Upon the closing of the transaction contemplated in the APA, the Company will acquire the Purchased Assets in consideration of (i) $300,000 (the “Closing Cash”), (ii) 4,760,000 unregistered shares of Common Stock of the Company (the “Escrow Shares”) to be held in escrow for six months pending satisfaction of the representation and warranties in the APA; and (iii) 19,040,000) unregistered shares of Common Stock of the Company (the “Closing Shares” together with Escrow Shares as “Purchase Price Shares”) The Closing Cash, the Escrow Cash and Closing Shares are collectively referred to as the “Purchase Price”.


The APA includes customary representation and warranties of the parties as well as termination and closing conditions. The closing of the transaction contemplated in the APA is contingent on satisfaction or waiver of the closing conditions set therein including the approval of the Company’s shareholders. The Company also agreed as part of the closing conditions to enter into certain consulting agreement with Future Tense Secure Systems, Inc, certain employment agreement with key management of D-Vasive and an employment agreement with John McAfee pursuant to which Mr. McAfee will join the Company as Executive Chairman of the Board of Directors and Chief Executive Officer of the Company at the closing of the transaction contemplated in the APA. There can be no assurance that the conditions to closing the transactions described herein can be obtained nor that the transaction will be approved by shareholders of the Company.
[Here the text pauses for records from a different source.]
PR #1514, opened 2026-06-19
Sites: DiscoveryRun orchestrator — sample connectors (local path) -> ontology draft

prakashUXtech:
SZD-4, stacked on #1513. Ties sampling→digest: a `DiscoveryRun` samples a workspace's bound connectors and runs the SZD-3 digester to produce an `OntologyDraft`.

## What changed
- New `ee/pocketpaw_ee/discovery/run.py` — `DiscoveryRun.run(workspace_id, connector_ids, opts)`. Reads via the workspace-scoped, pocket-less path: `registry.ensure_connected(name, "ws:<workspace_id>")` then `adapter.execute(read_action, params)`, reading records from `ActionResult.data`. **Never calls `sync()`** (which needs a pocket and returns only counts). Drives the tenant's LOCAL registry directly (the cloud LOCAL-exec seam 503s).
- Read actions: explicit `opts.read_actions` map, or auto-select of GET/HEAD + auto-trust (safe-reads-only) actions — never mutating ones.
- Deterministic digest for slice 1 (no LLM); `opts.refine=True` raises `NotImplementedError` with a note that a refine pass must use the on-box/tenant model, never a cloud model on tenant raw data.
- Sampling capped (200/connector); draft carries a "based on N of M" meta + per-connector rollup. Permission degrades to allow-all with `permission_enforced: false` until #1498 lands.

## Verified
- New `tests/ee/test_discovery_run.py` (8 tests): the read goes through `ensure_connected("ws:...")` + `execute`, and asserts `sync()` is NEVER called; sampling cap; empty connector → empty draft; unresolved connector skipped; mutating actions excluded from auto-select; permission filter; refine NotImplemented. Re-ran with the digester suite: 22 pass.

## Notes
- No single canonical "list_records" action across connectors → auto-select is a heuristic (GET/HEAD + auto-trust); a connector whose only read is confirm-trust must be supplied via `opts.read_actions`. The discovery surface (SZD-6) configures this.

Stacks on #1513. Feeds SZD-6 (wires the draft into the gate proposals). Part of sovereign zero-setup discovery.

### DIFF
--- a/ee/pocketpaw_ee/discovery/__init__.py
+++ b/ee/pocketpaw_ee/discovery/__init__.py
@@ -6,8 +6,11 @@
 # turns into FabricMapping objects (for fabric_ingest.ingest_records) and a
 # fabric-objects proposal (object_types + objects + links).
 #
-# Pure logic: no DB, no network, no async. The first impl is
-# ``StructuredShapeDigester`` (structured ``{type: [records]}`` input).
+# The digester is pure logic (no DB, no network, no async); the first impl is
+# ``StructuredShapeDigester`` (structured ``{type: [records]}`` input). The
+# ``DiscoveryRun`` orchestrator (SZD-4) ties sampling → digest together: it reads
+# a workspace's bound connectors via the pocket-less ``ensure_connected(name,
+# "ws:<workspace_id>")`` path and feeds the sampled records to the digester.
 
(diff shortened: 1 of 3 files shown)


prakashUXtech:

PR #1521, opened 2026-06-20
Sovereign zero-setup discovery slice 2: unstructured exhaust + governed rules

prakashUXtech:
## What this is

Slice 2 of sovereign zero-setup discovery. Slice 1 (merged in #1515) discovers a Fabric ontology and a starter Pocket from a tenant's **structured** connectors. Slice 2 adds the two pieces that were deferred:

- **KbCompileDigester** discovers from **unstructured** exhaust (ticket bodies, email and chat text). It compiles the text into a kb-go wiki on the tenant's own box, reads the compiled articles back, and infers an ontology from them. It plugs into the existing `Digester` interface, so slice-1's run/propose/approve flow needed no rework.
- **Rules-discovery** reverse-engineers draft governed rules (the Edra-grade layer) from a tenant's Instinct exhaust, specifically its correction history, and stages them as `_instinct_rule` proposals through the gate. A human reviews, edits, and approves; the approved rule is persisted as a workspace-scoped, owned, editable record. This generalizes the existing "same field corrected 3 times" soul-memory promotion into a structured, gate-governed rule.

The whole thing runs on the tenant's box. Raw exhaust never leaves it.

## The sovereignty guarantee

kb-go has two ingest paths: a keyless on-box one (`convo ingest`) and a cloud one (`kb ingest` / `kb build`) that POSTs text to Anthropic. KbCompileDigester only ever calls the keyless path. That constraint is enforced as a test, not left to code review. A tripwire asserts `kb ingest` and `kb build` are never invoked across a digest, and the E2E re-asserts it across the full run.

## Design decision made without the captain (flagged for review)

Rules-discovery had no prior data model. No rule store, no enforcement path. With the captain out, rather than stall I made the call and wrote it up in `docs/design/szd-slice2-build-plan.md` (S2-R0):

- The **rule model** reuses `CelExpression` for the `when` and the existing `require_approval` / `notify` / `block` action literal. No new primitives.
- **Persistence** is an EE Beanie `RuleDoc`, alongside the gate types.
- **Scope boundary:** slice 2 takes a discovered rule all the way to persisted, owned, and editable (the Edra parity, white-box owned rules that never left the box), plus a `get_active_rules(workspace_id)` read API. Wiring those rules into the **live gate dispatch** is left for slice 3. Changing how the gate evaluates every action is high-stakes and deserves a look before it ships. The read API is the seam.

If you'd have modeled the rule differently, this is the place to push back.

## What's in it

| Slice | What |
|-------|------|
[...]

PR #1527, opened 2026-06-21
Finish discovery: trigger + on-box categorization + refine + edit-in-review (F1-F4)

prakashUXtech:
## What this is

The first half of finishing sovereign zero-setup discovery end to end. Slices 1 and 2 (in #1515 and #1521) built the discovery engine, but a customer couldn't actually reach it, it degraded on real messy text, and review was all-or-nothing. This PR closes those gaps.

**Stacked on #1521** (slice 2). Review and merge that first; this targets the slice-2 branch so the diff shows only the finish work.

## What's in it

- **F1 — the front door.** A new `POST /api/v1/cloud/discovery/run` endpoint enumerates the workspace's enabled connectors and fires a discovery run, returning 202 with a run id. The proposals surface as pending Instinct actions the review panel already polls. Until now discovery could only be started from a script.
- **F2 — works on real messy text.** `kb convo ingest` tags every article "conversation", so unstructured discovery used to collapse to one objects-only type. This routes exhaust through kb's `prepare → on-box model → accept` so real tickets and emails get domain categories (SupportTicket, RefundRequest). When no on-box model is configured it falls back to the old deterministic path, and it logs which path ran so a silent regression is visible.
- **F3 — the on-box refine pass.** `opts.refine` used to raise. It now cleans the inferred ontology (merge, rename, drop spurious links) using the tenant's own Ollama model. It fails closed on sovereignty (never a cloud call) and soft on availability (Ollama down returns the deterministic draft, stamped `refine=unavailable`, never an error).
- **F4 — edit before you approve.** A new `PATCH /instinct/actions/{id}/proposal` lets a reviewer tighten a rule's CEL, rename a type, drop a link, or fix a key on a pending proposal, then approve the edited version. It re-validates per blob type, records the change as a correction (feeding the learning loop), and never flips status.

## Sovereignty

F2 and F3 both call a model, and both hard-pin `force_provider="ollama"` so a tenant cloud key can never route raw text to Anthropic. That pin is asserted by mechanical tests (the resolved client has `api_key is None`). The existing `kb ingest`/`kb build` tripwire is extended and now also lives as a runtime assertion inside the `_kb` seam, not just in tests.

## Security (F4)

A discovery proposal carries the tenant id in two places: the top-level `workspace_id` and `rule_spec.scope.workspace_id` (the executor scopes the saved rule by the second one). The edit endpoint pins both from the original blob and 403s any client attempt to change either. Both pins have dedicated tests.

## Testing

All slices ship unit + integration tests; the discovery suite stays green. ruff clean, import-linter green, mypy introduces no new real errors.

Does not merge on green. Captain reviews.

### DIFF
--- a/docs/design/szd-finish-build-plan.md
+++ b/docs/design/szd-finish-build-plan.md
@@ -1,0 +1,227 @@
+All anchors confirmed across all four maps (the kb-go category hardcode is at `convo.go:625` exactly as Map C states, with the `"conversation"` filter also at `:766`/`:820`). I have everything I need to write the plan.
+
+---
+
+# Sovereign Zero-Setup Discovery — Finish-Build Plan (FULL polish)
+
+**Worktrees:** pocketpaw integration = `…/pocketPaw/.claude/worktrees/szd2-int` (branch `feat/szd-slice2-discovery`); paw-enterprise UI = `…/paw-enterprise/.claude/worktrees/szd2-ui`. kb-go lives at `…/paw-workspace/kb-go` (separate repo).
+
+**Six gaps → six slices:** F1 trigger (#1), F2 categorization (#3), F3 refine (#5), F4 edit-in-review (#4), F5 real-connector E2E (#6), **F6 live rule enforcement (#2 — captain-review gate)**.
+
+---
+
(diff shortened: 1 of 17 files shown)


prakashUXtech:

The foregoing descriptions of the Exchange Agreement does not purport to be complete and is qualified in its entirety by reference to the full text of the Exchange Agreement, which are filed as Exhibit 10.1 to this Current Report on Form 8-K and is incorporated herein by reference.


Item 7.01 Regulation FD Disclosure


On May 9, 2016, the Company issued a Press Release. A copy of the Press Release is attached as Exhibit 99.1 hereto.


The information in this Current Report on Form 8-K furnished pursuant to Item 7.01 shall not be deemed “filed” for the purposes of Section 18 of the Exchange Act, or otherwise subject to the liabilities of that Section. This information shall not be incorporated by reference into any registration statement pursuant to the Securities Act. The furnishing of the information in this Current Report on Form 8-K is not intended to, and does not, constitute a representation that such furnishing is required by Regulation FD or that the information contained in this Current Report on Form 8-K constitutes material investor information that is not otherwise publicly available.


Item 9.01 Financial Statements and Exhibits.


(d) Exhibits.


Exhibit   Description
10.1   Asset Purchase Agreement dated May 9, 2016
10.2   Form of Consulting Agreement with Future Tense Secure System, Inc.
99.1   Press Release dated May 9, 2016






Pursuant to the requirements of the Securities Exchange Act of 1934, the registrant has duly caused this report to be signed on its behalf by the undersigned hereunto duly authorized.